Solo 18 de los 154 profesores en lista de espera ascenderán a catedrático en 2015

El nuevo decreto del Gobierno abre la puerta a la promoción interna en la Universidad pero la letra pequeña impone unos límites anuales que solo permitirán aliviar el atasco generado

La rectora de la UGR.
Lola Quero Granada

16 de septiembre 2015 - 01:00

La noticia de que el Consejo de Ministros ha aprobado la promoción interna para el acceso a catedrático en las Universidades abrió una vía de esperanza en la institución docente granadina (UGR), que ha sufrido de forma muy agudizada el estancamiento de su personal por las restricciones de estos años de crisis que impuso el Gobierno a la hora de reponer las bajas de profesores. Pero la letra pequeña del decreto establece unos límites que han aplacado el entusiasmo inicial. Al menos hay 154 docentes que llevan tiempo en la lista de espera para conseguir plaza de catedrático, pero solo 18 de ellos, como máximo, podrán conseguirla este año mediante esta fórmula.

Hasta ahora, a diferencia de otros funcionarios públicos, los profesores de universidad solo podían ascender a catedráticos mediante concursos que computaban como plazas de nueva creación. Las medidas adoptadas por el Gobierno para hacer frente a la crisis impusieron una restricción importante para sacar a concurso plazas nuevas, pues se estableció una tasa de reposición del 10%; es decir, solo se podía reponer a uno de cada diez profesores que se iban o se jubilaban.

De ahí que las Universidades hayan acumulado atascos de personal que esperaba la salida a concurso de nuevas plazas, aunque solo fuera para ascender. Esos docentes no han dejado de formarse, trabajar para conseguir las acreditaciones necesarias para acceder a esos nuevos puestos.

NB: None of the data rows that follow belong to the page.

PR #976, opened 2021-05-21
chore: bump parcel to beta-3

mshaaban0:
# Purpose of PR

Looks like bumping parcel to latest gets rid of the memory leak issues we're seeing in the `forma-v4` branch, and it also reduces the build step by `15 seconds` 🌶️ 

I also added `--trace-warning` flag for the time being, so we can see what's going on in the branch

**Before**
Screenshot 2021-05-21 at 15 09 03

**After**
Screenshot 2021-05-21 at 14 58 12


denkristoffer (approved):
🙏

En la UGR hay 154 personas que ya tienen esa acreditación para ser catedráticos pero que el atasco de estos años los ha dejado en su plaza de profesor titular. El cambio normativo aprobado ahora por el Gobierno permitiría a las Universidades convocar esas plazas sin que se cuenten entre los nuevos contratos anuales para los que hay tasa de reposición aún de 50%. Pero la cara b del anuncio es que las universidades no podrán promocionar a más personas de las plazas nuevas que ese año saquen y que sí tienen la limitación de la tasa de reposición.

La UGR aprobó este año una oferta de empleo de 18 nuevas plazas (12 de profesor titular y 6 de catedráticos). Con la nueva norma, además de esa oferta limitada, ahora podría promocionar a profesores que conseguirían una cátedra. Pero no podrán ser más de 18 en este año. Y en 2016 el límite volvería a ser el del número de plazas nuevas. De modo que la tasa de reposición seguirá siendo una barrera.

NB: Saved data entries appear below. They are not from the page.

PR #954, opened 2021-05-06
feat: migrate f36-forms/controlled-input-field to v4 [HOMER-25] 

Chaoste:
# Purpose of PR

Extract the ControlledInputField component from react-components and move it to a new package f36-forms. Afterwards we can move RadioButtonField and CheckboxField.

- Create f36-forms package
- Move ControlledInputField from f36-react-components to f36-forms
- Migrate CSS to emotion

- [x] Evaluate !important css rules

## PR Checklist

- [x] I have read the relevant `readme.md` file(s)
- [x] All commits follow our [Git commit message convention](https://github.com/contentful/forma-36/tree/master/packages/forma-36-react-components#commits)
- [x] Tests are added/updated/not required
- [x] Tests are passing
- [x] Storybook stories are added/updated/not required
- [x] Usage notes are added/updated/not required
- [x] Has been tested based on [Contentful's browser support](https://www.contentful.com/faq/about-contentful/#which-browsers-does-contentful-support)
- [x] Doesn't contain any sensitive information
- [x] FormLabel is migrated to emotion

PR #977, opened 2021-05-21
feat: enable passing props down to label in ControlledInput [Homer 25]

Chaoste:
# Purpose of PR

For migrating ControlledInputField, we want to pass styles down to the label component. Thus, we add the prop `labelProps` in the same manner as `inputProps`.

[See related comment](https://github.com/contentful/forma-36/pull/954/files#r637008561)

## PR Checklist

- [x] Tests are passing

### DIFF
--- a/packages/components/inputs/src/controlled-input/ControlledInput.tsx
+++ b/packages/components/inputs/src/controlled-input/ControlledInput.tsx
@@ -10,6 +10,8 @@ import React, {
 import { cx } from 'emotion';
 import { Done, Minus } from '@contentful/f36-icons';
 import type { IconProps } from '@contentful/f36-icons';
+import { Label } from '@contentful/f36-forms';
+import type { LabelProps } from '@contentful/f36-forms';
 
 import { styles } from './ControlledInput.styles';
 import { Box, BoxProps } from '@contentful/f36-core';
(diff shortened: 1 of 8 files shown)


packages/components/inputs/src/controlled-input/ControlledInput.tsx
```diff
@@ -128,12 +138,9 @@ const _ControlledInput = (
       />
       {type === 'radio' ? (
         // eslint-disable-next-line jsx-a11y/label-has-associated-control
-        <label
-          className={cx(styles.ghost, styles.ghostRadioButton)}
-          htmlFor={id}
-        />
+        <label {...labelProps} className={labelClassnames} htmlFor={id} />
```
denkristoffer, line 141: Shouldn't this use the Label component?

Chaoste: Good point, I didn't know about Label when I was migrating the component :)

Chaoste: I tried but
```
export type LabelInternalProps = {
  /**
   * Label value to show
   */
  children: React.ReactText;
  ...
}
```

It doesn't allow me to pass actual components. I could only do it for the first of both cases which doesn't have children at all. But I need both to do the same so, `Label` doesn't work here :/

denkristoffer: Ah we should just change the type then, that was just me trying to narrow it down. Of course it should allow for icons.

denkristoffer (approved):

Además de los profesores que esperan ser catedráticos, en la Universidad de Granada también hay otros 271 doctores contratados temporales que aguardan para conseguir una plaza de profesor titular con la acreditación necesaria para ello. Pero ellos no se podrán beneficiar de la nueva promoción interna que ha permitido el Gobierno en las universidades, pues no son funcionarios y el paso a profesor titular sí supone un cambio de estatus y computa entonces como una plaza de nueva creación. Esos son los puestos que seguirán sometidos directamente a la tasa de reposición del 50%.

El problema de ese atasco generado estos años (antes de la crisis no existía, pues al poco de conseguir la acreditación se convocaban plazas) es la falta de motivación de los docentes para seguir ascendiendo y mejorando.

La reciente rectora de la Universidad de Granada, Pilar Aranda, se marcó como objetivo prioritario, tanto en la campaña electoral al Rectorado como tras su ascenso inmediato al cargo, la lucha por la promoción interna en las universidades. Se trataba de una de las posibles vías para paliar la actual situación de restricciones en la contratación, que también afecta a los ascensos. En sus recientes encuentros con altos cargos del Ministerio ha puesto este tema sobre la mesa como prioridad.

Era un primer paso, pero como demuestran los datos concretos, no es la solución a los problemas de personal. El objetivo fundamental es conseguir la eliminación de la tasa de reposición, que dejaría de poner barreras a la contratación de cuantos profesores titulares fueran necesarios y pudieran costearse las Universidades. También abriría más las puertas a la promoción de docentes para que obtengan la cátedra para la que han conseguido la acreditación.